Mr. Miller said any major move by the Obama administration to try to keep Mr. Trump from implementing his own policy on the Iran deal would be akin to waving “a red flag” in front of the next administration and could fuel tensions between Messrs. Obama and Trump.
Mark Dubowitz, executive director of the Foundation for Defense of Democracies, a leading opponent of the Iran deal, said any unilateral action on the part of the Obama administration would only raise the political pressure on the Trump administration to move quickly to reverse the accord.
“The perception that Obama jammed Congress and the American people with a unilateral Iran nuclear deal is what has undermined the deal’s legitimacy in the first place,” Mr. Dubowitz said.
The Obama administration has praised Tehran for abiding by the nuclear agreement. And Mr. Kerry has maintained a belief that Iran could emerge as a partner for the U.S. in stabilizing the Mideast.
Still, the U.N.’s nuclear watchdog, the International Atomic Energy Agency, raised concerns this month about Iran’s commitment to abiding by the nuclear accord.
The IAEA announced that Iran had twice breached its commitment to keep its production of heavy water, a key material for nuclear weapons development, under a cap of 130 metric tons.
The first time, the Obama administration stepped in to purchase the excess heavy water from Iran. The IAEA said Iran was now seeking another international buyer to help it remain in compliance.

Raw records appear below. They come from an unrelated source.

PR #567, opened 2026-04-28
Redesign settings home dashboard

r3dbars:
## Summary
- redesign Settings Home around today counts, overall stats, and recent activity
- keep Home fast by loading a small recent slice with load-more controls
- add total dictation and dictated-word counts for the overview rail

## Verification
- bash build.sh
- bash run-tests.sh
- verified Settings Home visually with Computer Use

### DIFF
--- a/Sources/Dictation/DictationTranscriptStore.swift
+++ b/Sources/Dictation/DictationTranscriptStore.swift
@@ -23,6 +23,12 @@ struct SavedDictationEntry: Identifiable, Sendable {
     }
 }
 
+struct DictationTranscriptCounts: Sendable {
+    let total: Int
+    let today: Int
+    let totalWords: Int
+}
+
 enum DictationTranscriptStore {
     private static let dictationDayPrefix = "Dictations_"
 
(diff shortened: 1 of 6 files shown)


r3dbars (commented):
## Verdict: APPROVE

**Summary**: This PR replaces the Settings Home action-tile grid and always-on readiness checklist with a Wispr Flow-style activity dashboard — welcome header, hero CTA, tabbed day-grouped timeline of recent dictations/meetings, lifetime stats rail, and a needs-attention card that only surfaces when something is actually wrong. It also adds `DictationTranscriptStore.deleteEntry()` for single-entry deletion and `savedDictationCounts()` for aggregate stats. Well-structured, no security concerns, good test coverage for the new store logic.

---

### Blockers
None.

---

### Should fix

1. **`todayMeetingCount` only counts the visible slice** (`HomeView.swift:77`) — `todayMeetingCount` is derived from `visibleMeetings` (the loaded page), not from a full scan the way dictation counts use `savedDictationCounts()`. If a user has >10 meetings today, the welcome summary will show a truncated count. Consider adding a meeting-side equivalent of `savedDictationCounts()`, or at minimum pull today's count from `statsService.todayRecordings` (which you already have).

2. **`deleteMeeting` silently swallows errors** (`TranscriptedSettingsView.swift`, the `deleteMeeting` helper) — Both `removeItem` calls use `try?`. If deletion fails (file locked, permissions), the user gets no feedback but `homeViewModel.refresh()` runs, making the meeting reappear on the next load with no explanation. A `do/catch` with `NSSound.beep()` like the dictation path would be more consistent.

3. **`deleteEntry` matches on `createdAt` alone** (`DictationTranscriptStore.swift:151-153`) — Two entries saved in rapid succession could share a timestamp. Since `SavedDictationEntry.id` already incorporates `title`, matching on both `createdAt` and `title` (or the raw heading text) would be a safer discriminator.

4. **`savedDictationCounts()` runs on every paginated load** (`RecentCaptureScanners.swift:28`) — The full file scan runs inside `RecentCaptureLoader.load(dictationLimit:meetingLimit:)`, which fires on "Load more" too. The counts don't change between paginated requests. Consider computing counts only on initial refresh or caching the result in `HomeViewModel`.

---

### Nits

1. **`homeShouldUseWideLayout` is hardcoded to `true`** — `HomeStatsStrip` (the narrow-layout fallback) is unreachable dead code. Either wire it to a `GeometryReader` width check or remove the strip view for now.

2. **`activitySubtitle` hardcodes "10"** — `"Showing the latest 10 dictations"` won't track if `initialDictationLimit` changes. Could interpolate the actual limit.

3. **Duplicate `timeFormatter`** — `HomeDictationRow` and `HomeMeetingRow` each define an identical static `DateFormatter`. A single shared formatter would trim the duplication.

---

### What looks good

- Clean `HomeViewModel` separation with proper `@MainActor` and task cancellation throughout.
- The "request N+1 to detect has-more" pagination pattern is elegant and avoids a separate count query.
- `fileStats()` scanning metadata lines without full entry parsing is a smart efficiency win.
- `contentShape(Rectangle())` on transparent button areas ensures correct hit testing.
- Delete confirmation via `HomeDeleteConfirmation` is user-safe — destructive actions require explicit confirmation.
- `NotificationCenter` post after `deleteEntry` keeps other listeners (e.g., menubar) in sync.
- Backward-compatible `load(limit:)` wrapper preserves all existing call sites.
- New test for `savedDictationCounts` covers totals, today filtering, and word counting.
- No security concerns: all changes are local file I/O and SwiftUI — no network calls, no shell execution, no unsafe memory.

Solid redesign. The should-fix items are all incremental improvements, nothing that would block shipping.

---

Mr. Pompeo and other Republican leaders have stressed that the U.S. under a President Trump will no longer aid Iran, but will, instead, vigorously enforce the terms of the deal.
“Many Members of Congress continue to believe the U.S. should not bear the burden of Iran’s ongoing failure to meet its…obligation,” Mr. Pompeo wrote Mr. Kerry and Energy Secretary Ernest Moniz, in a letter dated Nov. 14 but not yet sent.
Corrections & Amplifications:
“Many Members of Congress continue to believe the U.S. should not bear the burden of Iran’s ongoing failure to meet its…obligation,” Rep. Mike Pompeo, President-elect Donald Trump’s nominee to head the CIA, wrote Secretary of State John Kerry and Energy Secretary Ernest Moniz in a letter dated Nov. 14 but not yet sent. An earlier version of this article didn’t make clear that Mr. Pompeo’s office was yet to send that correspondence (Nov. 20, 2016).